• **Saved data entries**:
▬▬▬▬▬▬

PR #5733, opened 2025-12-16
feat: reload AgentOS when updating the yaml config file

manuhortet:
- Added reload_includes and reload_excludes to our AgentOS `serve` method. These are used to specify which files updates trigger or don't trigger an app reload.
- Always add `*.yaml` to `reload_includes` so we are sure that when updating the config yaml file, the app always reloads.


libs/agno/agno/os/app.py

▬▬▬▬▬▬

• **WHAT IS NEEDED**: What is needed is an exact retyping of every line from the one containing "- Always add" through the final line of the entries, and only those lines.

• **WRITTEN RESPONSE**:
- Always add `*.yaml` to `reload_includes` so we are sure that when updating the config yaml file, the app always reloads.


libs/agno/agno/os/app.py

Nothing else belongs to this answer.